§ Work order: Each line starting at the one that contains "PR #25047, opened 2024-01-08" and ending at the one that contains "a hidden name" must be returned exactly, and the rest of the listing is left out.

§ Exercise data:
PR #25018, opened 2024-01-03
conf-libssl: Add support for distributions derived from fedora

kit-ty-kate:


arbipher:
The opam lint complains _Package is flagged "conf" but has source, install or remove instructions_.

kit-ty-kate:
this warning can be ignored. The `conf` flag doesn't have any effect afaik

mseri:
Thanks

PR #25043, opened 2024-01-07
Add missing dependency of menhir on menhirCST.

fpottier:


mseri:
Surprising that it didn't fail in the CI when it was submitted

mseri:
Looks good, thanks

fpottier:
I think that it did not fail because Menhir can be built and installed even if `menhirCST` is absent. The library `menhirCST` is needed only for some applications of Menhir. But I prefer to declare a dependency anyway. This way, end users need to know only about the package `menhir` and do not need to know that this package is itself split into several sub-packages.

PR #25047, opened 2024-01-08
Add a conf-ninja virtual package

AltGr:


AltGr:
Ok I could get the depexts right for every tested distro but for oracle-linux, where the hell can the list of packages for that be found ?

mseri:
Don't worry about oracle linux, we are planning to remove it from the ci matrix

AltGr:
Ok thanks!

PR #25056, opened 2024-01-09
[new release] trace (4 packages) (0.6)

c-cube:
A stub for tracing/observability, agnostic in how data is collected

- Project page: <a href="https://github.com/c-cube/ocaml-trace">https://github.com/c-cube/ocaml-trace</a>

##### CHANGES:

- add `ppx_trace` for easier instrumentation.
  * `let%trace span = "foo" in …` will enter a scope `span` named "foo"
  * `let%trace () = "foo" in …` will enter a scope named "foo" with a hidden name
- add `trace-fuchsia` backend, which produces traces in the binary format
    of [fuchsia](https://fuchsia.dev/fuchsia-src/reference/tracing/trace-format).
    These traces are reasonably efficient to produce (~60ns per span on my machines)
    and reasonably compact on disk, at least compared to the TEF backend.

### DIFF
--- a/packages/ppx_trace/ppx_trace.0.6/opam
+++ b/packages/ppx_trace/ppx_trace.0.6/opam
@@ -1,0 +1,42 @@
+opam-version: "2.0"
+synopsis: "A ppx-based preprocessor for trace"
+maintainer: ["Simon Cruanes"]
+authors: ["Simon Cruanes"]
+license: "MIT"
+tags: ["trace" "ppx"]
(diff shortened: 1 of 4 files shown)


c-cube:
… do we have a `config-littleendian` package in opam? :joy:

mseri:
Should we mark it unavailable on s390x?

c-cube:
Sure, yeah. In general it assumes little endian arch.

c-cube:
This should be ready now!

§ Task solution:
PR #25047, opened 2024-01-08
Add a conf-ninja virtual package

AltGr:


AltGr:
Ok I could get the depexts right for every tested distro but for oracle-linux, where the hell can the list of packages for that be found ?

mseri:
Don't worry about oracle linux, we are planning to remove it from the ci matrix

AltGr:
Ok thanks!

PR #25056, opened 2024-01-09
[new release] trace (4 packages) (0.6)

c-cube:
A stub for tracing/observability, agnostic in how data is collected

- Project page: <a href="https://github.com/c-cube/ocaml-trace">https://github.com/c-cube/ocaml-trace</a>

##### CHANGES:

- add `ppx_trace` for easier instrumentation.
  * `let%trace span = "foo" in …` will enter a scope `span` named "foo"
  * `let%trace () = "foo" in …` will enter a scope named "foo" with a hidden name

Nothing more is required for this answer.